The journal is known for its strong editorial stance with a "social conscience"[15] and for taking left-leaning positions in its editorials, which were occasionally critical of the Communist Party of India (Marxist) government in West Bengal for not being radical enough.[16] The journal was harshly critical of some of the policies of the Indira Gandhi government during the Emergency, as well as of state complicity in the 2002 Gujarat riots.[17]
The journal is abstracted and indexed in CAB Abstracts[18] and Scopus.[19]
EPW has licensed its material for non-exclusive use to 3 content aggregators - Contify, Factiva and JSTOR.
Contify disseminates EPW content to LexisNexis, Thomson Reuters, Securities.com, Gale Cengage, AcquireMedia and NewsBank.
Factiva and JSTOR have EPW content on their databases for their registered users.

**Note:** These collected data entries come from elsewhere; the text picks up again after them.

PR #170, opened 2020-05-20
Update read_survey.R

seanchrismurphy:
Fix parsing of ImportIds for column names. The previous gsub wasn't capturing properly so the names were being read as JSON. But even when fixed, sometimes there are more than one element in the JSON array for each variable. This approach reliably captures all importIDs, but does rely on JSONLite.

### DIFF
--- a/R/read_survey.R
+++ b/R/read_survey.R
@@ -117,7 +117,9 @@ read_survey <- function(file_name,
       n_max = 1
     ))
 
-    names(rawdata) <- jsonlite::fromJSON(paste0('[', paste(as.character(unlist(new_ids)), collapse = ','), ']'))$ImportId
+    names(rawdata) <- jsonlite::fromJSON(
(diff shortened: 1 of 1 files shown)


juliasilge:
This looks great! 🙌

juliasilge:
Did this solve the issue you had opened? Or was that unrelated? (I could not reproduce that problem with my own surveys.)

seanchrismurphy:
It didn't directly solve it, but it enabled me to create a workaround. Turns out the ImportIds -are- capturing the question recoding where the header is not. That is, take a 3-item matrix question (say Q13/QID20), with the items recoded as 3, 7, and 9. The header will be Q13_1, Q13_2, Q13_3. But the import ids will be QID20_3, QID20_7, QID20_9. 

If you can't reproduce that behavior on your account, I could try exporting a .qsf file from a survey that produces this behavior.

PR #175, opened 2020-06-07
`flatten_df` to flatten embedded data object before binding

dsen6644:
Embedded data fields to be individual columns rather than single list-column. This is more consistent with the mailing list export using the Qualtrics UI.


juliasilge:
Looks great! 🚀

Issue #181, opened 2020-06-29
fetch_survey() with import_id = TRUE does not have unique column names


lyh970817:
The behaviour seems a bit strange. There are some warnings from readr that say the column names are deduplicated but then in the survey data frame the deduplication didn't seem to take effect.

juliasilge:
Closed in #182

PR #182, opened 2020-07-02
Add choiceId to `read_survey` colnames. Addresses #181.

lyh970817:
Currently the colnames only use ImportId which will cause column name duplication.


juliasilge:
Thank you so much! 🙌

In 2016, C. Rammanohar Reddy quit as editor in a controversial move which led to several academics expressing concern in an open letter,[20] and at least one board member, Jean Dreze, resigning from the board.[21][22] Shortly after, his successor Paranjoy Guha Thakurta also quit in 2017 after a controversial article about the Adani Group was removed from the website amidst reasons that many felt were unclear or unjustified.[23][24] In its defence, the Trust posted a statement on the EPW website stating that Guha Thakurta had violated his position by responding to a legal notice sent by the Adani Group without informing the Trust.[25] This once again led to various scholars and commentators questioning the Sameeksha Trust that runs the journal.[26][27][28]
Eventually professor and scholar Gopal Guru was appointed as the new editor in January 2018.[29]